Friday, October 22, 2010

...and here to accept the award...

argh. blog awards. beautiful blogger. happy thoughts. love it this week. someone gives you one of these things, and makes it sound like you're getting a prize.

what you're really getting is an attention-mooching chain-letter link-to-me pyramid scheme.

back in the old days when your homepage (yes, i'm talking angelfire and geocities) had no chance of being found if you didn't have links from other pages, there were webrings. you had to do what you had to do, because there weren't yet any search engines and if you didn't get connected to other sites you languished in the darkness.

and then some people got this brilliant idea: i will create an award and give it to sites that meet my criteria and maybe they will link to me!

i know this happened, because i had that idea, along with a bazillion other people. i had a few awards i gave out, including the "jelly jar", which i awarded to sites that i liked that had bizarre content. there was a site where you could click a button and remotely control a servo motor that waved a hand at a guy's cats, and he had one of the first webcams trained on the place where the cats napped. the site was called "wave at paul's cats", and that's all it did. there was another that listed the content's of tarin's fridge. that was it; no commentary, just the inventory, and some pictures.

it was a long time ago.

i just wrote to them and told them i'd awarded them the jelly jar and sent them the graphic that they could use or not. i told them why i had awarded them this prestigious prize and left it at that.

these days someone gives you one of these horrid little awards and they come with rules.  rules!  you must post this graphic on your site. you must thank me for giving it to you. you must link to my site. you must write back to me with seven chumps people you think should be nominated for this award. now you should list seven interesting things about yourself. and don't forget to link to me!

ick.

there are only two kinds of blogs if you ask me (and of course you did): blogs that are about content, and blogs that are about collecting readership. the first kind might collect readership or it might not, but it will at least stay true to its purpose and will be pleasing to its author.

the second kind will only continue to collect readership as long as the owner frantically connects to other bloggers who need to trade links as much as she does. the problem here is that eventually she'll run out of energy and resources; linked sites will drop off, or there will be a glut of sites selling cute napkin rings in etsy shops, and the whole system will collapse under the sheer weight of too many blogs that are nearly all cute replicas of each other competing for the same few tired eyeballs.

i don't even think when they give out these awards these days they even read the site they're giving the "award" to. or maybe they don't care. sometimes you see "happy thoughts" awards given to blogs that are definitely NOT happy, or "beautiful design" awards given to blogs that can only be described as failed design. the important thing, the really important thing, is the link to meeeeeeee!

here's a little award you can give yourself. go ahead, copy and paste this graphic wherever you want.

4 comments:

RW said...

Boy is that ever spot on.

Karen Kaye said...

OMG, flask!
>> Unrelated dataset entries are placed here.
PR #1040, opened 2020-11-30
Replace custom task cancellation with RQ 1.7 functionality

dralley:
closes: #7902
https://pulp.plan.io/issues/7902

### DIFF
--- a/pulpcore/tasking/util.py
+++ b/pulpcore/tasking/util.py
@@ -4,6 +4,8 @@ from gettext import gettext as _
 
 from django.db import transaction
 from django.urls import reverse
+from rq.command import send_stop_job_command
+from rq.exceptions import InvalidJobOperation, NoSuchJobError
 from rq.job import Job, get_current_job
 from rq.worker import Worker
 
@@ -12,7 +14,6 @@ from pulpcore.app.util import get_view_name_for_model
 from pulpcore.constants import TASK_FINAL_STATES, TASK_STATES
 from pulpcore.exceptions import MissingResource
 from pulpcore.tasking import connection
-from pulpcore.tasking.constants import TASKING_CONSTANTS
 
 _logger = logging.getLogger(__name__)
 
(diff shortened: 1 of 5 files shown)


dralley:
RQ feature: https://github.com/rq/rq/pull/1376

daviddavis (approved):
This is awesome. Good find @dralley.

pulpcore/tasking/util.py
```diff
@@ -50,18 +50,16 @@ def cancel(task_id):
...
+        send_stop_job_command(redis_conn, resource_job.get_id())
+    except (InvalidJobOperation, NoSuchJobError):
+        # We don't care if the job isn't currently running when we try to cancel
+        pass
 
     resource_job.delete()
     job.delete()
 
-    # A hack to ensure that we aren't deleting resources still being used by the workhorse
-    time.sleep(1.5)
```
dralley, line 63: Maybe we should keep this but reduce it to ~0.1 seconds?

bmbouter: Yeah I'm not entirely sure what to do. I'm trying to think through it; so the resources delete while the task is in use, and it receives a database write error in the task at some point?

bmbouter: Maybe that's ok?

dralley: There's an inherent delay in between when the cancellation is triggered and when it actually happens.  Before that delay was due to polling, now it's message passing so it should be faster but technically still present.

dralley: The main thing is that we should avoid cancellations being marked as failures.

dralley: @bmbouter I'm thinking I should just err towards caution and add it back for now.

pulpcore/tasking/util.py
```diff
@@ -50,18 +51,19 @@ def cancel(task_id):
...
+        send_stop_job_command(redis_conn, job.get_id())
+        send_stop_job_command(redis_conn, resource_job.get_id())
+    except (InvalidJobOperation, NoSuchJobError):
+        # We don't care if the job isn't currently running when we try to cancel
+        pass
 
-    if resource_job.is_started:
-        redis_conn.sadd(TASKING_CONSTANTS.KILL_KEY, resource_job.get_id())
+    # A hack to ensure that we aren't deleting resources still being used by the workhorse
+    time.sleep(0.5)
```
bmbouter, line 62: :+1:

bmbouter (approved):
Thank you for switching us back to the upstream feature.

PR #1041, opened 2020-11-30
Add headers option is aiohttp client session

ThikaXer:
This PR is needed to add support for synchronising oracle repos using ULN (PR #1896 in pulp_rpm)

https://github.com/pulp/pulp_rpm/pull/1896


dralley:
@ThikaXer Could you rebase the PR?  Looks like there is a conflicting file.

bmbouter:
@ThikaXer Sorry for the long delay in responding to this. Thank you for opening this PR. I've realized that in addition to the needs of oracle linux sync, there is another use case that motivates having users be able to configure headers for downloaders. For that reason I think we should add them to the base `Remote` object so every `Remote` subclass (including RPM's) will have them.

I filed this story to captures that: https://pulp.plan.io/issues/8083

Your PR mostly does it, except can you add the new field and then also have the DownloaderFactory set it from the Remote object instaed of a kwarg?

This is my suggestion on how to move this forward. Any questions or concerns are welcome. I think our goals are aligned, but let me know if I'm misreading your goal.

Thank you!

bmbouter (changes requested):
Requesting addition attribute on `Remote` object.

ThikaXer:
> @ThikaXer Sorry for the long delay in responding to this. Thank you for opening this PR. I've realized that in addition to the needs of oracle linux sync, there is another use case that motivates having users be able to configure headers for downloaders. For that reason I think we should add them to the base `Remote` object so every `Remote` subclass (including RPM's) will have them.
> 
> I filed this story to captures that: https://pulp.plan.io/issues/8083
> 
> Your PR mostly does it, except can you add the new field and then also have the DownloaderFactory set it from the Remote object instaed of a kwarg?
> 
> This is my suggestion on how to move this forward. Any questions or concerns are welcome. I think our goals are aligned, but let me know if I'm misreading your goal.
> 
> Thank you!

@bmbouter Thank you for your review. I'm now trying to integrate your suggestions. However, I'm having difficulties:
In the requirements of pulpcore, it says `Django~=2.2.17  # LTS version, switch only if we have a compelling reason to`, but the Django JSONField is only available from version 3.1, see https://docs.djangoproject.com/en/3.1/ref/models/fields/#field-types .

Would it be an alternative to set the headers field eg as a text field? This would loose the dict structure, though. Or would this be a compelling reason to switch the django version? Would that influence the rest of the code?
Thank you for your help!

daviddavis:
JSONField was introduced in django 3.1 but prior to 3.1, it is available as a postgresql only datatype from django.contrib. This should work:

```python
from django.contrib.postgres.fields import JSONField
```

ThikaXer:
Thank you for your help. Is this implementation what you meant? Thanks!

quba42:
@ThikaXer Since @bmbouter opened an issue (https://pulp.plan.io/issues/8083), it is probably worth adjusting your commit message to replace `[noissue]` with:
```
fixes #8083
https://pulp.plan.io/issues/8083
```

pulpcore/download/http.py
```diff
@@ -134,6 +135,7 @@ def __init__(
                 as its argument. The callback will be called when the response headers are
                 available. The dictionary passed has the header names as the keys and header values
                 as its values. e.g. `{'Transfer-Encoding': 'chunked'}`
+            headers (dict): Headers for a websitecall
```
bmbouter, line 138:
```suggestion
            headers (dict): Headers to be submitted with the request.
```

pulpcore/download/http.py
```diff
@@ -143,7 +145,7 @@ def __init__(
         else:
             timeout = aiohttp.ClientTimeout(total=None, sock_connect=600, sock_read=600)
             conn = aiohttp.TCPConnector({"force_close": True})
-            self.session = aiohttp.ClientSession(connector=conn, timeout=timeout)
+            self.session = aiohttp.ClientSession(connector=conn, timeout=timeout, headers=headers)
```
bmbouter, line 148: :+1:

pulpcore/download/factory.py
```diff
@@ -15,7 +15,15 @@
...
 
-PROTOCOL_MAP = {"http": HttpDownloader, "https": HttpDownloader, "file": FileDownloader}
+import json
+
+
+PROTOCOL_MAP = {
+    "http": HttpDownloader,
+    "https": HttpDownloader,
+    "file": FileDownloader,
+    "uln": HttpDownloader,
```
bmbouter, line 25: Is `uln` an official protocol handler? As in do folks commonly write urls with `uln://` at the front? If it's not official we can move it to the DownloadFactory subclass in pulp_rpm. Let me know if you have any questions on how to do that, or if it's something you believe should be kept here.

pulpcore/app/serializers/repository.py
```diff
@@ -137,6 +139,9 @@ class RemoteSerializer(ModelSerializer):
         help_text="aiohttp.ClientTimeout.sock_read (q.v.) for download-connections.",
         min_value=0.0,
     )
+    headers = JSONField(
+        help_text="Headers for aiohttp.Clientsession",
```
bmbouter, line 143: I think I've led you slightly astray here when I recommended the JSONField for the serializer. What would be better is to have this be a ListField with children as dictionaries. The problem if we have a generic JSONField is we can't validate data in a way that guarantee's aiohttp can accept it. For example they could create {'asdf':{'anotherdict': {'yetanother': False}}} which wouldn't work when aiohttp goes to run. Sorry for this confusion I introduced.

Technically the [ClientSession docs]() state the `headers` field is "May be either iterable of key-value pairs". So to make that I recommend having your serializer field be similar to [this one in pulp_ansible](https://github.com/pulp/pulp_ansible/blob/c2e353c746c2b478486acb78c852e48d2b2a82f5/pulp_ansible/app/serializers.py#L299-L301).

The model field you've made can be left as-is.

pulpcore/app/models/repository.py
```diff
@@ -266,6 +268,7 @@ class Remote(MasterModel):
     sock_read_timeout = models.FloatField(
         null=True, validators=[MinValueValidator(0.0, "Timeout must be >= 0")]
     )
+    headers = JSONField(blank=True, null=True)
```
bmbouter, line 271: Do we really need `blank=True`? I am thinking we maybe don't because there are so many existing fields that use `null=True` without `blank=True`. We use DRF for validation so I think that is why.

bmbouter (changes requested):
Thank you for submitting this! Post any questions or comments. I'm not sure if it's possible, but if we can merge this by end of the day on Jan 27th that would be great to get it included in Pulpcore 3.10 which is releasing on the 28th.

pulpcore/app/serializers/repository.py
mdellweg: Isn't the header parameter a multidict even, because you can have the same key more then once?
e.g.
```
Link: '<SOMEURL>; rel="next"'
Link: '<OTHERURL>; rel="prev"'
```

pulpcore/download/http.py
ThikaXer: Done :)

pulpcore/app/models/repository.py
ThikaXer: Yes, I think we need it. I got an error when first using only `null=True` and found this discussion 
https://stackoverflow.com/questions/36209336/in-django-1-9-whats-the-convention-for-using-jsonfield-native-postgres-jsonb
explaining that one needs `null=True, blank=True` to make a JSON field optional in django.

pulpcore/app/serializers/repository.py
bmbouter: @mdellweg yes it is that's a good point; I agree. I believe we'll be facilitating that as something like: `[{'Link': '<SOMEURL>; rel="next"'}, {'Link: '<OTHERURL>; rel="prev"'}]`. Does this sound right to you?

pulpcore/download/factory.py
bmbouter: @ThikaXer what about this question?

ThikaXer: I don't think `uln` is an official protocol handler, at least it is not listed in https://en.wikipedia.org/wiki/List_of_URI_schemes
Still, Oracle uses `uln://repository` as a short hand notation for their repositories. At the moment, the API Endpoint to ULN seems broken, so I can't test the ULN repository sync :( . I guess, we could omit this line. Is
https://github.com/pulp/pulp_rpm/blob/f85c5eb0a04d5f7baf7bb336bb7635511dd723ff/pulp_rpm/app/models/repository.py#L82
enough to substitute this? Thanks for your help!

pulpcore/app/serializers/repository.py
mdellweg: Either that, or just a list of pairs (=list of two).

pulpcore/download/factory.py
bmbouter: Yes moving it to the pulp_rpm subclassed `DownloaderFactory` is the right way to handle this. Thank you for moving it there.

bmbouter (approved):
Thank you for this contribution!

bmbouter (changes requested):
Oh actually I need to ask for two small bookeeping things.

1) Can you mark yourself as the assignee on the redmine issue: https://pulp.plan.io/issues/8083
2) Also can you edit your commit message to have:
* a shorter first line (it's also out of date with uln removed)
* A description
* Remove the brackets from around `fixes...` because the automation won't recognize it with the brackets. The brackets are only used for `[noissue]`.

bmbouter:
@ThikaXer if you don't have permissions to assign yourself to the issue please as in #pulp-dev on IRC to have your redmine account ID added to the 'contributors' group.

dkliban (approved):

dkliban:
I added @ThikaXer to the contributor group on pulp.plan.io.

bmbouter (approved):
Thank you!

bmbouter:
Issue:  https://pulp.plan.io/issues/8083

I LOVE you! I always feel like I have to have more readers but in order to get on most of those "blog rolls" I have to spend hours linking and commenting and cutting and pasting. UGH!

I started doing exactly that a few months ago but I gave up after a while. My kids have become used to eating dinner. I'm just going to comment on fun, funny blogs that I've actually read and liked and hope they follow me back. Anything else is just too much work.

flask said...

rw, thank you. you know how i admire the way you can string thoughts together.

and karen, you are too much of an authentic voice to fall into the needy readership trap. sure, it's nice to have readers, but in the end i think you know that it's better to be about what you're about than being about how many people you can get to click through to your page.

and really, why do we need tons of readers anyway? unless we're hoping to be a big commercial success, there's just no need.

you have a real life, with real people in it, and interesting things. you do not need a whole bunch of fictitious friends following you around that you can show off on your trophy wall.

one of these days i'll write a blog about authentic voices (it's on my to-do list) but for now i'm just sitting here taking potshots.

i don't comment on most of the blogs i read; it would just take too much time. but if you're the real deal (and you are) i read every entry you make, every word.

Margaret (Peggy or Peg too) said...

excellent post!

I am catching up on my reading today at work - it's a bit slow thankfully.

I write to purge and bitch and talk because I spend 15 hrs a day working alone with my dog. She doesn't always get me.

If they read me, great. but you will never find a giveaway, or blog rolls or any of those things I read about and don't even understand like meme's. what the hell is that anyway? hell - don't tell me I don't want to know.